Who will train and update my model?

Expect to need both engineers and domain experts to train your model no matter what, but the type of work they'll be doing — and when they'll be doing it — will depend upon how your model learns.

Training the model

  • For Rule Systems: your engineering team will interview domain experts, looking at data with them and understanding how they arrive at decisions. They'll translate those interviews into computer code.
  • For Machine Learning Systems: your engineering team will ask domain experts to annotate data, probably using software designed for data annotation. They'll set up a learning pipeline which uses those annotations to train a model they've created.
  • For Deep Learning Systems: the process will be the same as machine learning systems but the amount of data needed may soon be far less because of the ability to pre-train and fine-tune models.

Updating the model

Updating a model is when the differences between learned and non-learned systems really begin to emerge. The fundamental question is who the primary responsibility for improvement falls upon: engineers or domain experts.

  • In rule systems, engineers have the primary responsibility for model updates.
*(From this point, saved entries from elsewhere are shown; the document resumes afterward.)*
Issue #1623, opened 2020-01-27
Scala Grammar - Issue with direct value assignment


igvls:
Hi @loonydev,

Antlr fails to parse the following code. Kindly verify,

```scala
package uuu.vvv.www.xxx.yyy.zzz

object Fields {
    val a : String = "Apple"
    val b : String = "Ball"
}

Thanks!
```

loonydev:
Hi, 
Yep, checking, good findings.

igvls:
Hi @loonydev ,

I got a RecursionError. 
1. If usage is `hiveContext.sql("DROP DATABASE IF EXISTS demo_test_app CASCADE")` -**PARSE SUCCESS**
2. If usage is `hiveContext.sql("""DROP DATABASE IF EXISTS demo_test_app CASCADE""")` -**PARSE FAILED**

Antlr fails to parse the following code,
```scala
package uuu.vvv.www.xxx.yyy.zzzz
import java.math.BigDecimal
import org.apache.spark.sql.hive.HiveContext

object CreateTable extends CreateTableInterface {
    def execute (hiveContext: HiveContext) = {
        hiveContext.sql("""DROP DATABASE IF EXISTS demo_test_app CASCADE""")
    }
}
```

Kindly help. Thanks!

loonydev:
Thanks, fixed in PR

igvls:
Hi @loonydev & @studentmain,

I found that 
- use of tab inside docstring """**_< tab >_**""" - fails to parse.
```scala
object Test 
{
    // Main Method 
    def main(args: Array[String]) 
    {
        println("""Hello	World!""") 
    }
}
```
- use of comment _**/* < code > */**_ - fail to parse
```scala
/*object Test 
{
    // Main Method 
    def main(args: Array[String]) 
    {
        println("""Hello	World!""") 
    }
}*/
```
`line 8:3 mismatched input '<EOF>' expecting {'implicit', 'lazy', 'case', '@', 'override', 'abstract', 'final', 'sealed', 'private', 'protected', 'import', 'class', 'object', 'trait', 'package'}
compilationUnit`

loonydev:
Second case is invalid. You tried to parse empty file. Minimum it's have package construction. Parsing of `\* *\` in code works well.

First case fix soon.

igvls:
Understood!
Thanks @loonydev

PR #1624, opened 2020-01-27
Fix sep problem in Scala

loonydev:
Semi to ignore. Removed all places where Semi used, cause it makes no sense more.

Also, fixed problem with `postfixExpr`. Scala returns the last action in function. In some cases, the last action concatenates with up line.

I think NL can be ignored too. Added example. Close https://github.com/antlr/grammars-v4/issues/1623

### DIFF
--- a/scala/Scala.g4
+++ b/scala/Scala.g4
@@ -71,7 +71,7 @@ functionArgTypes
    ;
 
 existentialClause
-   : 'forSome' '{' existentialDcl (Sep? existentialDcl)* '}'
+   : 'forSome' '{' existentialDcl+ '}'
    ;
 
 existentialDcl
@@ -108,7 +108,7 @@ types
    ;
 
 refinement
-   : '{' refineStat (Sep? refineStat)* '}'
+   : NL? '{' refineStat+ '}'
    ;
 
 refineStat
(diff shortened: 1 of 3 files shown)


scala/Scala.g4
```diff
@@ -592,6 +595,15 @@ Delim
    : '`' | '\'' | '"' | '.' | ';' | ','
    ;
 
+Semi
```
studentmain: Maybe name it as `Sep`? `Semi` stand for semicolon.

loonydev: Yep, logical, but in [spec](https://scala-lang.org/files/archive/spec/2.13/13-syntax-summary.html) used this definition for `Semi`
```
semi  ::=  ‘;’ |  nl {nl}
```

If you want, I can change.

studentmain: > Yep, logical, but in [spec](https://scala-lang.org/files/archive/spec/2.13/13-syntax-summary.html) used this definition for `Semi`
> 
> ```
> semi  ::=  ‘;’ |  nl {nl}
> ```
> 
> If you want, I can change.

Let's follow the spec.

loonydev:
Upd: Also fix problem with multiline string.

Engineers will observe the model's performance, consult with domain experts to understand its errors, and then update the rule set accordingly. Updating the model is primarily an engineering exercise.
  • In learned systems, domain experts have the primary responsibility for model updates. Domain experts will observe the model's performance, annotate more data representative of the erroneous outputs, and re-run the training pipeline. Engineering involvement is primarily keeping systems running well in general, rather than resolving accuracy problems specifically.
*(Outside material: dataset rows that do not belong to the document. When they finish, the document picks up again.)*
PR #1628, opened 2020-01-31
RCS grammar fixes

isotes:
- BRANCH was erroneously the literal 'BRANCH' instead of a revision number
- STRING parsing was completely broken as relevant code was commented out
- REVISION was broken as it required additional pairs of version numbers

Fixes are based on the upstream RCS grammar
https://www.gnu.org/software/rcs/manual/html_node/comma_002dv-grammar.html

### DIFF
--- a/rcs/RCS.g4
+++ b/rcs/RCS.g4
@@ -81,7 +81,7 @@ head
    ;
 
 branch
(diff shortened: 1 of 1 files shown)


teverett:
@isotes thanks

This difference can have a large impact on project management once things get running. If the business unit that owns the automation project includes domain experts but not engineers, then they are not in control of their own ability to improve performance unless these domain experts can do it themselves.

One advantage learned systems have with respect to model updates is that learned systems are naturally more able to emit confidence scores with their own output. The lowest confidence outputs can automatically be flagged for human review and incorporation into a future training set, allowing the model to play an active role in guiding the kind of data it needs to become more confident in production.